Araştırmacılar bu verilerden yola çıkarak düşük karbonhidratlı diyet (DKK) skoru ile yaşamın ilerleyen dönemlerinde T2D görülme sıklığı arasındaki ilişkiyi analiz etmiştir. LCD skoru başlangıçta katılımcıların yedikleri karbonhidrat, yağ ve proteinlerden elde ettikleri enerjinin yüzdesi olarak hesaplanmıştır. Yüksek DKK skoru düşük karbonhidratlı, yüksek proteinli ve yüksek yağlı bir beslenme düzenini temsil ediyordu.
Araştırmacılar DKK'nın diyabet riski ile pozitif ilişkili olduğunu bulmuşlardır. Özellikle, enerjilerinin %38'ini karbonhidratlardan elde eden katılımcıların T2D geliştirme riski, enerjilerinin %55'ini karbonhidratlardan elde edenlere kıyasla %20 daha fazlaydı. Ayrıca, DKK skoru ile T2D arasındaki ilişkinin büyük ölçüde obezite ile açıklandığı ve vücut kitle indeksinin (VKİ) ilişkinin %76'sına aracılık ettiği bulunmuştur.

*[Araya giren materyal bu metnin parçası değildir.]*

PR #9575, opened 2024-03-13
chore(internal/postprocessor): add validation command and CI

### LINKED ISSUE #9561: internal/postprocessor: validate configuration in PRs
While adding a new API to be generated, it is easy to have a typo in the YAML file that results in a failed run some time after. With how hard it can be to debug a postprocessor run, it would be best if we validated every change to the config.

noahdietz:
Add validation of postprocessor and owlbot config validation.

Fix two issues found:
1. duplicate compute entry in postprocessor config
2. incorrect importpath for cloudquotas in owlbot config

Fixes #9561


internal/postprocessor/config.yaml
```diff
@@ -979,9 +979,6 @@ service-configs:
   - input-directory: google/devtools/cloudbuild/v2
     service-config: cloudbuild_v2.yaml
     import-path: cloud.google.com/go/cloudbuild/apiv2
-  - input-directory: google/cloud/compute/v1
-    service-config: compute_v1.yaml
-    import-path: cloud.google.com/go/compute/apiv1
```
quartzmo, line 984: What's the reason for removing this compute/apiv1 entry?

noahdietz: There are two! I will add that to the description

quartzmo (approved):

PR #9590, opened 2024-03-14
feat(auth): move credentials to base auth package

codyoss:
We are moving the credentials struct to the base auth package as we intend to use this as the main abstraction for this library. To better support the new idea of universes having access to the full credential object will be crutial for the client libraries. Also, the detect package has been renamed to `credentials` to make it more generic in the future. We have plans on directly exposing packages like `externalaccount` in the future so having a better name here makes sense.

This is the first of two large breaking changes for this module. This module not in use by our libraries yet, is version 0.1.X and has always been explictly labeled expirmental in the readme. As such, we feel confortable making these changes for the long term health of the module.


quartzmo (approved):

auth/auth.go
```diff
@@ -116,23 +116,59 @@ func (c *Credentials) JSON() []byte {
 
 // ProjectID returns the associated project ID from the underlying file or
 // environment.
-func (c *Credentials) ProjectID() string {
-	return c.projectID
+func (c *Credentials) ProjectID(ctx context.Context) (string, error) {
```
quartzmo, line 119: I'm wondering if `Credentials` could keep the original methods here as simple getter convenience wrappers for the new getters. These simple versions would pass in nil `ctx` (which panics if `ctx` is used) and they would also panic if the provider would return a non-nil `err`. In other words, these wrappers would panic if a networked impl was used, but would be safe (and convenient!) when `StaticCredentialsProperty` is used.

quartzmo: But tbh, I haven't really looked at when these convenient "static" getters could actually be used...

codyoss: I think I would rather have one or the other and not both. And being this is more of a foundations library that other projects build on-top-of it feels more correct to have the errors. Anyone using the API can always throw the errors away if they truly don't want to check them, but I would rather leave that up to them. In reality, I don't think these methods get called too much, at least they have not been by our libraries historically. (This does change a bit with universe domain). We are for sure trading convenience here -- but I am personally okay with that over correctness for an authentication library.

quartzmo: SGTM

quartzmo (approved):
CredentialsPropertyProvider seems like a smart idea, let's go with it.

Araştırmacılar, "Bu çalışmada, düşük karbonhidratlı diyet skorunun uzun vadeli T2D riskini artırabileceğini ve bu ilişkiye obezitenin aracılık ettiğini gösterdik" dedi. "Bu bulgu esas olarak diyetin yüksek yağ içeriğinden (özellikle doymamış yağ) kaynaklanıyor olabilir, bu nedenle sadece bir diyet türünün azaltılması bir garanti olmayabilir, bunun yerine diğer diyet öğelerinin değiştirilmesi veya kullanılması da dikkate alınmalıdır."
Araştırmacılar bulgularına dayanarak dengeli beslenmeye ilişkin diyet tavsiyelerini güçlendirmiş ve Akdeniz diyetinin T2D'yi önlemek için ideal olabileceğini öne sürmüştür.
Çalışmanın kısıtlamalarından biri, kullanılan verilerin 16 yıllık olması ve diyet verilerinin kendi kendine bildirilmiş olmasıdır. Bununla birlikte, araştırmacılar verilerin yine de değerli olduğunu söylüyor. Bu sınırlamalar, çalışmanın güçlü yönleriyle birlikte değerlendirilmelidir: uzun bir süre boyunca takip edilen geniş bir kohort ve birçok olası karıştırıcı için ayarlamalar yapılmıştır. Farklı karbonhidrat kaynakları içeren düşük karbonhidratlı diyetin T2D üzerindeki etkilerini inceleyen klinik çalışmalar da dahil olmak üzere daha fazla çalışmaya ihtiyaç vardır.
Çalışma Diabetes & Metabolic Syndrome: Clinical Research & Reviews dergisinde yayımlandı.